Nearly a month ago I got a recipe in my email that called to me. Ooey gooey cheese in a crispy wrapper. I think I may have heard angels. You know “aaaaahhh”. That kind of thing. I love cheese. Who doesn’t? Even people who shouldn’t eat cheese do! It’s just too good to not love. Fried cheese is even better. Any kind of melted cheese really but as an appetizer with some form of a crispy exterior. Wonderful.
This particular variety takes egg roll wrappers to encase the mozzarella. Brilliant? Why yes, yes it is. Not only are you guaranteed a crispy shell but you also don’t have to fuss with egg, flour, breadcrumbs and even spices if desired; which makes this version also far less messy. Only a mere three ingredients are needed to make the actual mozzarella sticks: egg roll wrappers, cheese sticks and water. It’s that simple.
I’ll absolutely be using this method in the future. When you get the same results but get there quicker and cleaner, there is a clear winner you must stick with.
No Fuss Mozzarella Sticks
1 package of egg roll wrappers
mozzarella cheese sticks
oil for frying
In either an electric skillet or a deep fryer, heat oil to 375 degrees. Bring wrappers to room temperature. Cold wrappers break and crack easily. Room temp wrappers are easier to work with and are far less likely to crack when you fold.

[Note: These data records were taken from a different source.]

PR #1405, opened 2024-02-07
Support IPV6 ip address validation

hanoii:
I ended up testing this properly using the cli and all.

--

I haven't did a full tests of the project, I played with the code on

https://codesandbox.io/p/devbox/blissful-hill-56v4n9?file=%2Findex.php%3A33%2C1

### DIFF
--- a/src/Command/Environment/EnvironmentHttpAccessCommand.php
+++ b/src/Command/Environment/EnvironmentHttpAccessCommand.php
@@ -124,9 +124,20 @@ class EnvironmentHttpAccessCommand extends CommandBase
         if ($address == 'any') {
             return;
         }
-        $extractIp = preg_match('#^([^/]+)(/([0-9]{1,2}))?$#', $address, $matches);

Remove the plastic wrapping from the quantity of cheese sticks you wish to fry, set aside on a plate. Prepare a second plate with a few sheets of paper towel or several large napkins. This will help to absorb any oil the mozzarella still has on it after being fried. Less grease on your fingers is always a plus.

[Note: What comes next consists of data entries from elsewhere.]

PR #1427, opened 2024-03-19
Add mfa_enabled and sso_enabled columns on the org:users command

pjcdawkins:


lsmith77:
would love to get this into prod quickly so that I can use it for my current re-occuring SOC2 evidence collection. thank you!

PR #1431, opened 2024-03-27
Use the API to validate if a service can have a disk

pjcdawkins:


src/Command/Resources/ResourcesCommandBase.php
```diff
@@ -45,28 +45,16 @@ protected function allServices(EnvironmentDeployment $deployment)
...
         }
-        // All services have a disk except 3 types.
-        if ($service instanceof Service) {
-            list($prefix) = explode(':', $service->type, 2);
-            $diskless = ['chrome_headless', 'memcached', 'redis', 'varnish'];
-            return !in_array($prefix, $diskless, true);
-        }
-        // Apps have a disk if they have mounts.
-        return !empty($service->mounts);
+        return isset($service->getProperties()['resources']['disk']['minimum']);
```
tejapsh, line 57: 1. It's resources.minimum.disk
2. atm, this will not be available in sizing_api_enabled=false projects

tejapsh: 3.  `resources.minimum.disk === 0` also means the service can use a disk.

pjcdawkins: 1. Updated thanks!
2. OK, the command checks for that
3. OK, this will return true if it is set to anything other than `null`.

PR #1432, opened 2024-04-03
Add --no-code option to backup:restore and deprecate --restore-code

pjcdawkins:


src/Command/Backup/BackupRestoreCommand.php
```diff
@@ -19,7 +19,10 @@ protected function configure()
             ->addArgument('backup', InputArgument::OPTIONAL, 'The ID of the backup. Defaults to the most recent one')
             ->addOption('target', null, InputOption::VALUE_REQUIRED, "The environment to restore to. Defaults to the backup's current environment")
             ->addOption('branch-from', null, InputOption::VALUE_REQUIRED, 'If the --target does not yet exist, this specifies the parent of the new environment')
-            ->addOption('restore-code', null, InputOption::VALUE_NONE, 'Whether code should be restored as well as data');
+            ->addOption('restore-code', null, InputOption::VALUE_NONE,
+                "Restore code as well as data."
+                . "\nNote: code would be restored to the environment but not to the Git repository; use Git to revert code permanently.")
```
tejapsh, line 24: nit: can we refer to app builds/slugs instead of code? That might make it easier to comprehend?

src/Command/Backup/BackupRestoreCommand.php
```diff
@@ -19,7 +19,10 @@ protected function configure()
...
+            ->addOption('no-restore-code', null, InputOption::VALUE_NONE, 'Do not restore code, only data.');
```
tejapsh, line 25: How about something like `--use-latest-code` instead?

PR #1435, opened 2024-04-11
Fix --gateway-ports option in tunnel commands

pjcdawkins:
Fixes https://github.com/platformsh/cli/issues/178 - a bug introduced in #1413 (versions: v4.15.3 / 5.0.11)


akalipetis (approved):
LGTM

PR #1447, opened 2024-05-21
Add commands to get and set build resources

pjcdawkins:
New commands:

* `resources:build:get` (aliased to `build-resources:get`)
* `resources:build:set` (aliased to `build-resources:set`)

Test for Upsun with:

```
# Download Upsun config
curl -s https://raw.githubusercontent.com/platformsh/cli/main/internal/config/upsun-cli.yaml > /tmp/upsun-cli.yaml

# Download the build for this PR
curl -s https://pr-1447-ryc5tsy-mpaw4nkgdwaea.eu-2.platformsh.site/platform.phar > /tmp/platform-pr-1447.phar

# Create an alias
alias upsun='CLI_CONFIG_FILE=/tmp/upsun-cli.yaml php /tmp/platform-pr-1447.phar'

# Then run the above commands as "upsun ..."
```

Test requirements are the same as the legacy CLI installation requirements:

> an operating system supported by PHP (Linux, OS X, or Windows) and PHP (5.5.9 or higher) installed, with the following extensions: curl, json, pcre, and phar.

### DIFF
--- a/composer.json
+++ b/composer.json
@@ -8,7 +8,7 @@
         "guzzlehttp/guzzle": "^5.3",
         "guzzlehttp/ringphp": "^1.1",
         "platformsh/console-form": ">=0.0.37 <2.0",
-        "platformsh/client": ">=0.82.1 <2.0",
+        "platformsh/client": ">=0.83.0 <2.0",
         "symfony/console": "^3.0 >=3.2",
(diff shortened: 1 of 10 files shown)


remilejeune2:
It's working as expected.
Could we use the `max_cpu` and `max_memory` values available in the `capabilities` to validate the input in the CLI?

When your wrappers have warmed up and your oil is ready for frying, begin wrapping your cheese.
Place one wrapper on your work space with one corner pointing at you. Place cheese on the wrapper where one end of the cheese will line up with one corner of the wrapper. You can do one of two things at this point (or even prior to putting your cheese on the wrapper), wet the corners as you work or wet the entire side of the wrapper that will be touching the cheese. You can also choose to just wet the sides and corners if you want to be neat but there is really no need to be super neat about this. Use your fingers or a pastry brush to wet the egg roll wrapper. It doesn't need to be soaked, just a little wet. I have found that the more area of a wrapper that is wet, the easier it will fold, bend and work with you. See what works best for you though.

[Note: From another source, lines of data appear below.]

PR #1461, opened 2024-06-28
Update backup:restore command resources options

pjcdawkins:
Closes https://github.com/platformsh/cli/issues/190

```
Usage:
 upsun backup:restore [--target TARGET] [--branch-from BRANCH-FROM] [--no-code] [--no-resources] [--resources-init RESOURCES-INIT] [-p|--project PROJECT] [-e|--environment ENVIRONMENT] [-W|--no-wait] [--wait] [--] [<backup>]

Arguments:
  backup                               The ID of the backup. Defaults to the most recent one

Options:
      --target=TARGET                  The environment to restore to. Defaults to the backup's current environment
      --branch-from=BRANCH-FROM        If the --target does not yet exist, this specifies the parent of the new
                                       environment
      --no-code                        Do not restore code, only data.
      --no-resources                   Do not override the target's existing resource settings.
      --resources-init=RESOURCES-INIT  Set the resources to use for new services: backup, parent, default or minimum.
                                       If not set, "backup" will be used.
```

Fold the bottom corner over your cheese stick and gently tuck it in snug against the cheese. Do not wrap under, just up against the cheese. Remember that corner we lined our cheese up with in the beginning? Here you want to fold that side in and then roll the cheese once. One side will always have a point and more wrapper to cover the cheese than the other at this point. It may not always be the same side depending on how you lay your wrapper on your work space.
After folding the right (again it will depend on how you lay your wrapper down to start) and rolling once, there is now a point on the left.
Fold in the left point.
And roll. Repeat process until you have wrapped all of your cheese sticks. Place any remaining wrappers in a large plastic bag and toss back in the fridge for a later use.
Depending on the size of your deep fryer or skillet, fry 4-6 cheese sticks at a time for a total of 90 seconds max. For me it was an experiment, you may find you want to test that too and see what length is your magic number. I found going beyond 90 seconds by too much led cheese oozing out of the wrappers. Not a big deal for some bit others may prefer a prettier less gooey final exterior appearance. Drain on a paper towel.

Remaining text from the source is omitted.